=== Data supplied ===

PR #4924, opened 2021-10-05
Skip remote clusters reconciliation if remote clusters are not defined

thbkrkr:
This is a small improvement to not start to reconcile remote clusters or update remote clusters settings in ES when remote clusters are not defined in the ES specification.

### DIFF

===

About this exercise = Find every line of the data that includes the string "clusters". Copy each of those lines.

Response area =
Skip remote clusters reconciliation if remote clusters are not defined
This is a small improvement to not start to reconcile remote clusters or update remote clusters settings in ES when remote clusters are not defined in the ES specification.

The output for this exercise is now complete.